Table 5 summarizes the total number of CNV calls on chromosome 1 from one set of samples in contrast of the calls from the other set of samples, using our method, PennCNV, and SCAN.

The copy number concordance rates were 98.6, 97.5, and 99.8% for our method, SCAN and PennCNV, respectively. PennCNV showed higher concordance rate due to its conservative detection of CNV while our method and SCAN detected more CNV loci. The copy number discordant rate was 1.00% in our method, mainly caused by three individuals whose r is further away from majority of individuals.

Table 6 summarizes the number of normal SNP genotype calls from one set of samples compared with the other set of samples. The concordance rate of regular genotypes (cn = 2) using our method was 99.95% and for BeadStudio was 99.99%. But our method had a no-call rate of 0.13%, much smaller than 4.35% from BeadStudio. BeadStudio provides high amount of no-calls to maintain the concordance rate almost perfect. While our method extracts more information from the BeadStudio's no-calls, that is, among 43,018 no-call loci from BeadStudio, 38,962 loci were genotyped concordantly by our method. Hence, there was a trade-off between no call rate and concordance rate.

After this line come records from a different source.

PR #4270, opened 2024-09-03
Bit-pack the lexer's token info

chandlerc:
This makes each token info consist of 8 bytes of data:
- 1 byte of the kind
- 1 bit for whitespace tracking
- 23 bits of payload
- 32 bits for byte offset in the file

This builds directly on representing the location of the token as
a single 32-bit offset, now compressing the rest of the data into
a single 32-bit bitfield.

This adds some implementation limits: we can no longer lex more than
2^23 tokens in a single source file. Nor can we have more than 2^23
string literals, integer literals, real literals, or identifiers. Only
the first of these is even close to an issue, and even then seems
unlikely to ever be a problem in practice.

The memory efficiency here is great and the motivating goal. But to make
this work well, we also need to streamline how we create the tokens.
Otherwise, all the bit fiddling can end up erasing our gains. This PR
adds a number of APIs to manage creating and accessing the now
significantly more complex storage of token infos to try and help with
this.

One big change required to simplify the writes here is to switch from
computing whether a token has trailing space after-the-fact to
pre-computing whether a token will have leading space. That lets us have
the leading space information available immediately when forming the
token, and avoids doing a single bit flip afterward.

Another change that helps with this representation is to minimize the
updating of groups after-the-fact. The code now tries to set the opening
index directly when creating the closing token and only updates the
opening group afterward. Because of the bit packing, this is a reduction
of 0.5% of dynamic instructions in the compile benchmark, and has
dramatic improvements for the grouping symbol focused benchmarks.

All combined, this is a significant improvement on the lexer-focused
benchmarks despite the added complexity, and a significant win on our
compile time benchmarks due to both the lexer improvements and
downstream memory density improvements: 5-12% reduction in lex time,
growing larger as files get larger. About a 4.5% reduction in parse
time, and even a 1-2% reduction in total check time. =D


toolchain/lex/lex.cpp
```diff
@@ -93,19 +97,61 @@ class [[clang::internal_linkage]] Lexer {
...
 
-  auto NoteWhitespace() -> void {
-    buffer_.token_infos_.back().has_trailing_space = true;
+  auto next_line_info() -> LineInfo* {
+    CARBON_DCHECK(line_index_ + 1 <
+                  static_cast<ssize_t>(buffer_.line_infos_.size()));
+    return &buffer_.line_infos_[line_index_ + 1];
   }
 
+  auto NoteWhitespace() -> void;
```
jonmeow: I think this function was easier to understand when the implementation was here, maybe it should have a comment now? Perhaps `set_has_leading_whitespace` would be a better name?

Though, with the one line implementation still in this file, why is the implementation now out-of-line?

toolchain/lex/lex.cpp
```diff
@@ -93,19 +97,61 @@ class [[clang::internal_linkage]] Lexer {
...
+
+  auto AddLexedToken(TokenInfo info) -> TokenIndex;
```
jonmeow: This is also clearing some state, maybe it should have a comment?

toolchain/lex/tokenized_buffer.h
```diff
@@ -260,55 +260,101 @@ class TokenizedBuffer : public Printable<TokenizedBuffer> {
...
-      int32_t error_length;
-    };
+    unsigned has_leading_space_ : 1;
+
+    // Payload, typically representing an index into a kind-dependent array.
+    unsigned token_payload_ : PayloadBits;
+
+    // Zero-based byte offset of the token within the file.
+    int32_t byte_offset_;
   };
```
jonmeow, line 415: Is it worth adding a `static_assert(sizeof(TokenInfo) == 8)` to ensure the packing is WAI?

toolchain/lex/lex.cpp
```diff
@@ -745,6 +793,59 @@ auto Lexer::MakeLines(llvm::StringRef source_text) -> void {
   line_index_ = 0;
 }
 
+auto Lexer::NoteWhitespace() -> void { has_leading_space_ = true; }
+
+auto Lexer::AddLexedToken(TokenInfo info) -> TokenIndex {
+  auto token = buffer_.AddToken(info);
+  has_leading_space_ = false;
+  return token;
```
jonmeow: Had you considered reordering:

```suggestion
  has_leading_space_ = false;
  return buffer_.AddToken(info);
```

toolchain/lex/lex.cpp
```diff
@@ -173,6 +219,8 @@ class [[clang::internal_linkage]] Lexer {
 
   ssize_t line_index_;
 
+  bool has_leading_space_ = false;
```
jonmeow, line 209: Is it worth starting to add comments about the way these are used? What made you choose "leading" here, other than that previously there was "trailing" whitespace on a token?

toolchain/lex/tokenized_buffer.h
```diff
@@ -260,32 +260,93 @@ class TokenizedBuffer : public Printable<TokenizedBuffer> {
...
+
+    auto byte_offset() const -> int32_t { return byte_offset_; }
+
+    TokenInfo(TokenKind kind, bool has_leading_space, int32_t byte_offset)
+        : kind_(kind.AsInt()),
+          has_leading_space_(has_leading_space),
+          byte_offset_(byte_offset) {}
+
+    TokenInfo(TokenKind kind, bool has_leading_space, int payload,
+              int32_t byte_offset)
```
jonmeow: Why do you provide different constructors for these? i.e., had you considered a `static constexpr TokenInfo::NoPayload = 0` placeholder? Could the first constructor be delegated to the second (`: TokenInfo(kind, has_leading_space, 0, byte_offset)`)?

toolchain/lex/tokenized_buffer.h
```diff
@@ -260,32 +260,93 @@ class TokenizedBuffer : public Printable<TokenizedBuffer> {
...
+    }
+
+   private:
+    static constexpr int PayloadBits = 23;
+
+    unsigned kind_ : sizeof(TokenKind) * 8;
 
     // Whether the token has trailing whitespace.
-    bool has_trailing_space = false;
+    unsigned has_leading_space_ : 1;
```
jonmeow: Why do you use `unsigned` for these instead of `TokenKind::RawEnumType` and `bool`? Note, I think `RawEnumType` allows `TokenKind::FromInt` -> `TokenKind::Make` and `kind_(kind.AsInt())` -> `kind_(kind)`

toolchain/lex/tokenized_buffer.cpp
```diff
@@ -291,20 +298,20 @@ auto TokenizedBuffer::PrintToken(llvm::raw_ostream& output_stream,
...
       break;
   }
 
-  if (token_info.has_trailing_space) {
-    output_stream << ", has_trailing_space: true";
+  if (token_info.has_leading_space()) {
+    output_stream << ", has_leading_space: true";
   }
-  if (token_info.is_recovery) {
+  if (!recovery_tokens_.empty() && recovery_tokens_[token_index]) {
```
jonmeow: Can this use the helper?

```suggestion
  if (IsRecoveryToken(token)) {
```

toolchain/lex/tokenized_buffer.h
```diff
@@ -260,32 +260,93 @@ class TokenizedBuffer : public Printable<TokenizedBuffer> {
...
+      CARBON_DCHECK(kind().is_closing_symbol());
+      return TokenIndex(token_payload_);
+    }
+    auto set_opening_token_index(TokenIndex opening_index) -> void {
+      CARBON_DCHECK(kind().is_closing_symbol());
+      CARBON_DCHECK(opening_index.index < (2 << PayloadBits));
+      token_payload_ = opening_index.index;
+    }
+
+    auto error_length() const -> int {
```
jonmeow, line 352: Is the `int` deliberate?

```suggestion
    auto error_length() const -> int32_t {
```

toolchain/lex/tokenized_buffer.h
```diff
@@ -260,32 +260,93 @@ class TokenizedBuffer : public Printable<TokenizedBuffer> {
...
+          has_leading_space_(has_leading_space),
+          byte_offset_(byte_offset) {}
+
+    TokenInfo(TokenKind kind, bool has_leading_space, int payload,
+              int32_t byte_offset)
+        : kind_(kind.AsInt()),
+          has_leading_space_(has_leading_space),
+          token_payload_(payload),
+          byte_offset_(byte_offset) {
+      CARBON_DCHECK(payload >= 0 && payload < (2 << PayloadBits));
```
jonmeow: I was really looking hard for a negative value check on payload, not sure if a note here would've caught my attention, but maybe?

```suggestion
      CARBON_DCHECK(payload >= 0 && payload < (2 << PayloadBits)) << "Payload won't fit into unsigned bit pack: " << payload;
```

toolchain/lex/lex.cpp
```diff
@@ -1322,44 +1425,55 @@ class Lexer::ErrorRecoveryBuffer {
...
     CARBON_CHECK(insert_before.index > 0)
         << "Cannot insert before the start of file token.";
+    CARBON_CHECK(insert_before.index <
+                 static_cast<int>(buffer_.token_infos_.size()))
+        << "Cannot insert after the end of file token.";
     CARBON_CHECK(new_tokens_.empty() ||
                  new_tokens_.back().first <= insert_before)
         << "Insertions performed out of order.";
 
+    // If the token we're inserting before had leading whitespace, mark the
```
jonmeow: Sorry, I'm mentally trying to figure out if "The token we're inserting before" means "inserting previously" (i.e., the token being inserted previously had leading whitespace) or "the next token". Would it work for you to refer directly to the parameter:

```suggestion
    // If the `insert_before` token has leading whitespace, mark the
```

But if you prefer, I think the tense of "has" versus "had" is also load bearing:

```suggestion
    // If the token we're inserting before has leading whitespace, mark the
```

toolchain/lex/tokenized_buffer.h
```diff
@@ -260,32 +260,93 @@ class TokenizedBuffer : public Printable<TokenizedBuffer> {
...
+    }
+
+    auto byte_offset() const -> int32_t { return byte_offset_; }
+
+    TokenInfo(TokenKind kind, bool has_leading_space, int32_t byte_offset)
+        : kind_(kind.AsInt()),
+          has_leading_space_(has_leading_space),
+          byte_offset_(byte_offset) {}
+
+    TokenInfo(TokenKind kind, bool has_leading_space, int payload,
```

Table 7 summarizes CNV regions on chromosome 1 of CEU samples detected by PennCNV, SCAN, segCNV, WHMM, and our hap-CNP in overlap with the CNV regions validated through array CGH and with each other. Among a total of 26.5 Mb CNV regions detected by hap-CNV, more than 80% are in the validated regions. PennCNV and SCAN detected much less but most of their detected regions are covered by the validation set. Overall, we have detected 70, 57, 67, and 78% unique CNVs which cannot be found in PennCNV, SCAN, segCNV, and WHMM. Despite that the majority of CNV regions were among validated regions, the percentage of all validated regions covered by each approach was tiny (0.13, 0.06, 0.10, 0.09, and 5.16%, respectively), suggesting genotyping platform may have limited sensitivity for CNV detecting compared with aCGH. When we checked individual calls, most of long CNV regions were called by all five algorithms but there is no persistent optimal choice of an algorithm. As example regions from three samples are shown in Figure 2, long deletion and duplication regions were detected by all five methods in (A) and (B) but a small deletion CNV region was detected only by our method.

Computation time was in similar scales as in simulations. For 90 CEU individuals, the average computing time on chromosome 1 were 1.0, 16.9, 3.2, 48.2, and 28.8 s for SCAN, PennCNV, segCNV, WHMM, and our method, respectively.

The authors declare that the research was conducted in the absence of any commercial or financial relationships that could be construed as a potential conflict of interest.